I fly in a chartered Cessna 185 piloted by Chuck Wirschem, who arranges places to stay for me as well. I rely on his 30 years of flying experience to determine where it is safe to land. Puntilla Lake, site of the Rainy Pass checkpoint, was gusty this year and we skipped landing on skis there, missing some of the critical stories of bad trail up from Finger Lake. But the chief risk of landing there is not being able to take off again without crashing into trees if the wind is howling. And howl it did. We would have missed the heart of the race as it reached Nikolai and Takotna if we’d put down there.

We spent three nights at McGrath, shuttling back and forth from Nikolai to Ophir to hook up with as many teams as possible while still having enough time on the ground to talk and write. From there, we dropped in on the ghost town of Iditarod to get a look at the front runners, then flew up the trail and spent the night at a rented log cabin in Grayling, where I was able to shuttle back to Anvik and see the front 30 teams move on to the Yukon River. Then we flew over the Nulato Hills and landed in sunny Unalakleet to capture the excitement as the front four arrived virtually at once.
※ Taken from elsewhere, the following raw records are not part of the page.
PR #352, opened 2024-05-24
Feature/many selected tags

Greenade:
made it possible to select more than one followed tags in the homescreen

### DIFF
--- a/app/src/main/java/com/github/swent/echo/viewmodels/HomeScreenViewModel.kt
+++ b/app/src/main/java/com/github/swent/echo/viewmodels/HomeScreenViewModel.kt
@@ -95,8 +95,8 @@ constructor(
     private lateinit var semesterTags: List<Tag>
     private val _followedTags = MutableStateFlow<List<Tag>>(listOf())
     val followedTags = _followedTags.asStateFlow()
-    private val _selectedTagId = MutableStateFlow<String?>(null)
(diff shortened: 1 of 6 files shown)


app/src/main/java/com/github/swent/echo/viewmodels/HomeScreenViewModel.kt
```diff
@@ -125,13 +125,19 @@ constructor(
...
         if (_followedTags.value.contains(tag)) {
-            if (_selectedTagId.value == tag.tagId) {
-                _selectedTagId.value = null
-                followedTagFilter = getTagsAndSubTags(_followedTags.value).toList()
+            if (_selectedTagIds.value.contains(tag.tagId)) {
+                _selectedTagIds.value = _selectedTagIds.value.minus(tag.tagId)
             } else {
-                _selectedTagId.value = tag.tagId
-                followedTagFilter = getTagsAndSubTags(listOf(tag)).toList()
+                _selectedTagIds.value = _selectedTagIds.value.plus(tag.tagId)
```
violoncelloCH, line 131: hint: you could use `-` and `+` here instead of the explicit `.minus()` and `.plus()` methods :)

violoncelloCH (approved):
LGTM! Thanks for working on this: it makes the quick tag filtering way more useful :)

PR #353, opened 2024-05-24
Show user's distance to events in the HomeScreen.

### LINKED ISSUE #318: Implement a GPS service to get the user position
Takes a list of events and returns it sorted by closest

alejandrocalles:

Wirschem dropped me off at White Mountain, where I was hosted by the warm volunteers there, allowing me to witness the arrival of Mackey and Gebhardt, then Buser and Steer.

From there, it was a quick flight over to Nome, where I prepared for the climax of the race: the euphoria of Mackey’s finish and a long night welcoming the front five teams under the burled arch. Once in Nome, I was stationed at the finish, catching mushers as they streamed in, catching up on missed stories and events from the past several days.

* Zorro is fine. Dozens of people e-mailed me after the race asking about the status of Zorro, one Lance Mackey’s key dogs and a seminal player in his racing team. Zorro had canine pneumonia at White Mountain, and got some TLC inside the checkpoint while Mackey made the final 77-mile push to Nome. I mentioned Zorro was fine in an earlier article but must not have gotten the point across. Zorro bounced back quickly. He was fat, happy and cocky at Nome.

* Seven out of ten. One observant reader congratulated me on successfully picking seven of the top ten finishers this year. Well, I did, but I mixed up the order. Some of my top 5 picks were 6th through 10th and vice versa. For instance, I should have listened to Gebhardt, who said repeatedly that this was one of the finest teams he’s had the privilege to coach. He knows what he’s talking about and he doesn’t mince words.

My top five picks were Sorlie, King, Buser, Swingley and Baker. My next five were Seavey, Gebhardt, DeeDee Jonrowe, Mackey and Iten. You never know who’s going to flame out with injuries and who’s going to shoot up in the standings, like Steer. So seven out of 10 isn’t bad.

I also wrote, “If a front-running team reaches, say, Nikolai by mid-morning Tuesday with at least 15 dogs running strong, keep an eye on that musher. That individual is a good candidate to win.” Sounds like Mackey.

* Ode to Iditarod. Finally, as a way of signing off for the season, I want to quote an e-mail from a race ran who was plainly swept away by the events that unfolded in early March. The person, an avid football fan, wrote, “Yes, the snow may blow in New England, and you can sometimes freeze watching Brett Favre. Peyton can be the hard-driven student of the game, studying every play between plays.”

“But let’s get real. When you talk about really putting your heart and soul into a sport, when you live and breathe and believe in the players on your team, when it is you alone with your dogs, at 30 below or more, and you must trust what your teammates can do, there is no other sport that can come close to this race.”